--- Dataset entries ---
PR #4505, opened 2023-09-25
Get Flat Icon Fixes

Drulikar:
# About the pull request

This PR fixes two issues with getFlatIcon: It failing to properly resize its template dimensions to whatever icon dimensions it was passed, and it ignoring appearance_flags for RESET_COLOR and RESET_ALPHA. This was done to address issues with #4475 but can be even more performance costly than it already was because now it applies color and alpha blends per overlay/underlay layer rather than once per recursive call if there is a color/alpha to apply.

Fixes the broader potential uses for getFlatIcon such as flattening the tacmap.

<details>

Example of tacmap flattened prior to dimension fixes: 
image

Example of tacmap flatted prior to color fixes: 
image

Example of tacmap properly flattened: 
image

</details>

# Changelog
:cl: Drathek
fix: Fix getFlatIcon not resizing its template nor respect appearance_flags of RESET_COLOR and RESET_ALPHA
/:cl:

### DIFF
--- a/code/__HELPERS/icons.dm
+++ b/code/__HELPERS/icons.dm
@@ -435,11 +435,19 @@ world
 			if(layer_image.alpha == 0)
 				continue
 
+			var/apply_color = TRUE
+			var/apply_alpha = TRUE
+
 			if(layer_image == copy) // 'layer_image' is an /image based on the object being flattened.
 				curblend = BLEND_OVERLAY
 				add = icon(layer_image.icon, layer_image.icon_state, base_icon_dir)
 			else // 'I' is an appearance object.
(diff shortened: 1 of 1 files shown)


morrowwolf (changes requested):
So I'm not 100% on how the changes are working *but* would it be possible to put the more expensive stuff that's only needed for some things behind an argument or similar?

Drulikar:
With appearance_flags default FALSE
default

If I were to make the default TRUE (so all use the fix):
opt in

No changes that I can tell - but should be the older performance. The new tacmap PR must opt in to this fix else all icons are colored incorrectly. I did also try to take a stab at why the vents appear layered wrong in photos, but I'm not sure yet why they don't sort correctly. TG's photo method is drastically different.

harryob (approved):

PR #4516, opened 2023-09-26
makes LZ detector work while landed

cuberound:
# About the pull request

This PR makes it so that LZ detector works all the time not only when in air.

The fact that LZ detector worked only when in air made it near useless, when you are already headed for the LZ what good is it to see it overrun and how is seeing xeno in FOB after you leave it any good. This turns LZ detector into a tool for transport pilot to better evaluate the situation in FOB before taking off from it or heading to it.

# Changelog

:cl:

balance: LZ detector now works even when the DS is stationary

/:cl:

### DIFF
--- a/html/changelogs/AutoChangeLog-pr-4636.yml
+++ b/html/changelogs/AutoChangeLog-pr-4636.yml
@@ -1,0 +1,4 @@
+author: "Drathek"
+delete-after: True
+changes:
+  - refactor: "Refactored camera code to be less blocking, use typechecks less often, and provide somewhat more fluid descriptions to photos."


morrowwolf (changes requested):
Needs to turn off the linked network when the LZ detector is taken off the ship

cuberound:
I am a fucking bozo, did not test melting it while not installed and was trying to acces properties of fucking NULL xD

morrowwolf (changes requested):
update_equipment() is called more than just taking it on and off so when you're picking it up and such it will runtime as there's no linked_cam_console at line 529

cm13-github:

PR #4542, opened 2023-09-28
[QOL] You can acid things on surfaces

TeDGamer:
# About the pull request

Allows aciding of items again on surfaces.

Currently, it says you're too far even if you're adjacent to the item and surface the item is on.

Starts the progress to acid but then says you're too far away. This fixes that.

I remember being able to acid items on tables a while back.

Would alt click and then select the items to acid.

Without this, you need to destroy the surface first before aciding the items which is fine but annoying. 

I don't think this would change things too much destroying things on the tables without needing to touch the table. Just a minor QOL / fix from what it used to be like.

# Changelog
:cl:
qol: You can acid objects on surfaces again
/:cl:

### DIFF
--- a/code/modules/mob/living/carbon/xenomorph/abilities/ability_helper_procs.dm
+++ b/code/modules/mob/living/carbon/xenomorph/abilities/ability_helper_procs.dm
@@ -119,7 +119,7 @@
 	if(!check_plasma(plasma_cost))
 		return
 
-	if(!O.Adjacent(src) || (I && !isturf(I.loc)))//not adjacent or inside something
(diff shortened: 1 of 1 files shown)


fira (changes requested):
You'll probably want to also apply that to `/mob/living/carbon/xenomorph/runner/corrosive_acid` (or be the hero that fixes the fact it's doubled up)

TeDGamer:
> You'll probably want to also apply that to `/mob/living/carbon/xenomorph/runner/corrosive_acid` (or be the hero that fixes the fact it's doubled up)

Damn, didn't realize. I'll take a look.

PR #4563, opened 2023-10-01
Egg runtime fix

JackieEstegado:
# About the pull request

Attacking an egg with a weapon that had no attack_verb would runtime the attack process, ending up not applying any damage.
Like a welder :|

Ja

# Changelog
:cl:
fix: Fixed runtime that could happen when melleing an egg.
/:cl:

### DIFF
--- a/code/modules/cm_aliens/structures/egg.dm
+++ b/code/modules/cm_aliens/structures/egg.dm
@@ -208,7 +208,7 @@
 		return
 
 	user.animation_attack_on(src)
-	if(W.attack_verb.len)
+	if(W.attack_verb)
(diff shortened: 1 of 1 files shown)


code/modules/cm_aliens/structures/egg.dm
```diff
@@ -208,7 +208,7 @@
 		return
 
 	user.animation_attack_on(src)
-	if(W.attack_verb.len)
+	if(W.attack_verb)
```
morrowwolf, line 211: Do length(W.attack_verb) instead. Will stop the runtime and insure we have at least one attack_verb to choose from in the to_chat()

morrowwolf (changes requested):

morrowwolf (approved):

PR #4566, opened 2023-10-01
Fixes machinery coming out of largecrates not updating power

morrowwolf:
# About the pull request

Due to how forceMove() works it does not properly call area's Entered() proc as the areas are not changing when the contents are removed.

This is a hacky way to force add the machinery.

Non-updating machinery is lame

<details>

</details>

# Changelog

:cl: Morrow
fix: Fixed machinery coming out of largecrates not updating power
/:cl:

### DIFF
--- a/code/game/objects/structures/crates_lockers/largecrate.dm
+++ b/code/game/objects/structures/crates_lockers/largecrate.dm
@@ -32,8 +32,8 @@
 		var/atom/movable/current_atom = contents[1]
 		current_atom.forceMove(current_turf)
 		if(istype(current_atom, /obj/structure/machinery))
-			var/obj/structure/machinery/current_machine = current_atom
-			current_machine.power_change()
+			var/area/current_area = get_area(src)
+			current_area.add_machine(current_atom)
 
 	deconstruct(TRUE)
 
--- a/code/game/objects/structures/crates_lockers/largecrate.dm
+++ b/code/game/objects/structures/crates_lockers/largecrate.dm
@@ -31,6 +31,9 @@
 	for(var/atom/movable/moving_atom in contents)
 		var/atom/movable/current_atom = contents[1]
 		current_atom.forceMove(current_turf)
+		if(istype(current_atom, /obj/structure/machinery))
+			var/obj/structure/machinery/current_machine = current_atom
+			current_machine.power_change()
 
 	deconstruct(TRUE)
 


fira:
there must be another explanation - forceMove is just a shortcut to doMove which triggers all the usual Crossed/Uncrossed/Exited/Entered

fira:
oh OK i get it, you're right, since the box itself (so its contents) are already in the area, it didn't change area as far as get_area() is concerned and Entered is not called

in my view this is a bug of doMove() which should base area logic off loc rather than get_area, but i'm not sure how safe this is to change

morrowwolf:
> oh OK i get it, you're right, since the box itself (so its contents) are already in the area, it didn't change area as far as get_area() is concerned and Entered is not called
> 
> in my view this is a bug of doMove() which should base area logic off loc rather than get_area, but i'm not sure how safe this is to change

So I came to similar conclusions, I was concerned with touching doMove() as it looked to be perf related? I'm happy to do it any way, might be worth checking for machinery in contents of movers when changing areas ??? but again that may be a big hit as well. This felt like the least likely to blow up everything solution 😭

fira:
The big question is, when you push a box, does its contents move and do they enter areas too?

Glanced at /tg/'s solution, doMove is identical but they have a system of "important recursive contents" which register to their parents for select state changes (like area transition in Entered) --> https://github.com/tgstation/tgstation/blob/master/code/game/area/areas.dm#L452

I think it's fine to leave it as hack for now because we don't have much use for all this stuff right now, might want to properly comment it 

If you want it to be more generic, you could bake it in /obj/structure/machinery/doMove so it applies in all cases

morrowwolf:
> The big question is, when you push a box, does its contents move and do they enter areas too?
> 
> Glanced at /tg/'s solution, doMove is identical but they have a system of "important recursive contents" which register to their parents for select state changes (like area transition in Entered) --> https://github.com/tgstation/tgstation/blob/master/code/game/area/areas.dm#L452
> 
> I think it's fine to leave it as hack for now because we don't have much use for all this stuff right now, might want to properly comment it
> 
> If you want it to be more generic, you could bake it in /obj/structure/machinery/doMove so it applies in all cases

So what my thought was is whenever a largecrate does like doMove() or whatever we add a check to pass Entered() to any machinery inside contents as well. I *think* that would do it but I'm not sure it'd be worth doing it that way when we can just send it once it opens not sure.

PR #4575, opened 2023-10-02
Adds discretionary arrests as capital crime

nauticall:
As part of the latest CO announcement, adds discretionary arrests into the JAS database as a capital crime. Will make this into a full PR once the trial is complete and successful.


realforest2001:
Full PR #4733

PR #4577, opened 2023-10-02
Fixes binocs destroying while zoomed FOR REAL

morrowwolf:
# About the pull request

Alright Morrow coming at you again with a hacky solution to a bug.

Due to how qdel callback works we don't get a user, if we're still zoomed though we feel we can *assume* that we are still in the direct contents of the user.

I am, admittedly, very sleepy so there could be a blatantly obvious answer that I'm missing and I hope there is. I'm not sure if it would be worth climbing locs up to an area or turf or whatever.

<details>

</details>

# Changelog

:cl: Morrow
fix: Fixed binocs destroying while zoomed
/:cl:


morrowwolf:
WAIT, I think I have a better solution with SIGNALS

fira:
registering through another obj is kinda cursed

i don't understand, can't you just make a /mob/proc/reset_zoom and call it?

PR #4584, opened 2023-10-04
Throws check tick all over the photo code

morrowwolf:
# About the pull request

So I have a general understanding of how this works in scheduling and all but I'm sure this could be done better.

This *should* help with the absolutely gnarly 3-4 second hard stops on the server when cameras are taking pictures of lots of stuff at 7 width.

Hard server freezes are bad (hypothetically)

<details>

</details>

# Changelog

:cl: Morrow
fix: Throws check tick all over the photo code to stop hard freezes
/:cl:

### DIFF
--- a/code/modules/paperwork/photography.dm
+++ b/code/modules/paperwork/photography.dm
@@ -184,6 +184,7 @@
 		for(var/atom/A in the_turf)
 			if(A.invisibility) continue
 			atoms.Add(A)
+			CHECK_TICK
 
 	// Sort the atoms into their layers
 	var/list/sorted = sort_atoms_by_layer(atoms)
@@ -209,6 +210,7 @@
 					xoff+=A:step_x
 					yoff+=A:step_y
 				res.Blend(IM, blendMode2iconMode(A.blend_mode),  A.pixel_x + xoff, A.pixel_y + yoff)
+				CHECK_TICK
 
 	// Lastly, render any contained effects on top.
 	for(var/turf/the_turf as anything in turfs)
@@ -218,6 +220,7 @@
 		var/image/IM = getFlatIcon(the_turf.loc)
 		if(IM)
 			res.Blend(IM, blendMode2iconMode(the_turf.blend_mode),xoff,yoff)
+			CHECK_TICK
 	return res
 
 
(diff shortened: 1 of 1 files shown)


code/modules/paperwork/photography.dm
```diff
@@ -184,6 +184,7 @@
 		for(var/atom/A in the_turf)
 			if(A.invisibility) continue
 			atoms.Add(A)
+			CHECK_TICK
```
Drulikar, line 187: Checking tick on just loops filtering out contents I'm skeptical is helpful.

code/modules/paperwork/photography.dm
```diff
@@ -262,6 +267,7 @@
 	var/list/turf/turfs = RANGE_TURFS(radius, target) & view(world_view_size + radius, user.client)
 	for(var/turf/T as anything in turfs)
 		mobs += get_mobs(T)
+		CHECK_TICK
```
Drulikar, line 270: Checking tick on just loops filtering out contents I'm skeptical is helpful.

code/modules/paperwork/photography.dm
```diff
@@ -218,6 +220,7 @@
 		var/image/IM = getFlatIcon(the_turf.loc)
 		if(IM)
 			res.Blend(IM, blendMode2iconMode(the_turf.blend_mode),xoff,yoff)
```
Drulikar, line 222:
```suggestion
			CHECK_TICK
			res.Blend(IM, blendMode2iconMode(the_turf.blend_mode),xoff,yoff)
```
The get flat icon just before this did a bunch of blends to worth checking tick before this blend.

Also try testing this by merging with master to get the getflaticon fixes pr in and you can better evaluate if this resolves any issues with large pictures (you may need to opt in to the more expensive get flat icon only for testing - not something the cameras should generally opt into unless we find cases where the extra work is needed for photos)

code/modules/paperwork/photography.dm
```diff
@@ -209,6 +210,7 @@
 					xoff+=A:step_x
 					yoff+=A:step_y
 				res.Blend(IM, blendMode2iconMode(A.blend_mode),  A.pixel_x + xoff, A.pixel_y + yoff)
+				CHECK_TICK
```
Drulikar, line 213: Harry when he sees single letter vars in the code context 👀

Drulikar (changes requested):

code/modules/paperwork/photography.dm
Drulikar: Also whitespace may be funky on mobile - not sure why this suggestion diff is red lining the existing code - just want a new line with check tick.

PR #4122, opened 2023-08-06
Attachment nerfs and removals

morrowwolf:
# About the pull request

This PR:

Removes the barrel charger from vendors

Removes all benefits other than wield delay mod from the angled grip

Adds wield delay to the extended barrel

# Explain why it's good for the game

Barrel charger is a straight damage increase and rather silly to work around given how burst works bypassing real fire rate concerns. If you know, you know. Horrible idea, I am amazed it's been around this long.

Angled grip had zero downside. Now it still has zero downside but isn't also a ton of accuracy buffs on top of the god-tier lower wield delay.

Extended barrel had zero downside. Now it has a downside.

# Testing Photographs and Procedure
<details>
<summary>Screenshots & Videos</summary>

Put screenshots and videos here with an empty line between the screenshots and the `<details>` tags.

</details>

# Changelog

:cl: Morrow
balance: Removed the barrel charger from vendors
balance: Removed all benefits other than wield delay mod from the angled grip
balance: Added wield delay to extended barrel
/:cl:

PR #11469, opened 2026-01-06
Deus Ex Chargenia: Revengeance II

Nihisohel:
# About the pull request

Readds the barrel charger to marine preps and requisitions.
You won't be able to order more though, so marine late joins are the primary way of resupplying.
Also gives it a facelift.

This is more or less a follow up to #4122, when barrel chargers were removed due to issues with burst fire rate at the time, at least according to that PR.

With the recent PRs that have practically fixed that issue, there should be no issue to return the charger back to the marine loadout, if at least to limited quantities similar to how it was back it was in.

If people are concerned about how this makes it easier to kill xenos, it doesn't- even if it takes slightly less ammunition to kill something.
Essentially, the DPS still remains the same but you have a faster TTK with initial bursts
As confusing as that statement is, you would have to use it to understand what I'm saying
That said, while it can fit on the shotgun, its practically useless on it, don't bother

If jamming & durability was still in, this would have dealt more durability damage to the gun when fired as an additionally downside, but I digress

Entertain me, please fight over this attachment in squad preps, its quite a limited commodity.

No idea why the M10 can fit the BC but whatever
image
These things are gonna look ugly on certain guns, but im not really interested in making any visual exceptions for it

Old and New sprite comparison
image

# Changelog
:cl:
balance: Readds the barrel charger to marine vendors at very limited quantities and low opportunistic restocks
imageadd: Adds a new barrel charger sprite, old one is still retained in its dmi file for legacy
/:cl:


carlarctg:
soulless sprite

Nihisohel:
dude

Git-Nivrak:
What's the worst that could happen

--- Your objective ---
Take from the entries every line that has the string "idea".

--- Response below ---
Barrel charger is a straight damage increase and rather silly to work around given how burst works bypassing real fire rate concerns. If you know, you know. Horrible idea, I am amazed it's been around this long.
No idea why the M10 can fit the BC but whatever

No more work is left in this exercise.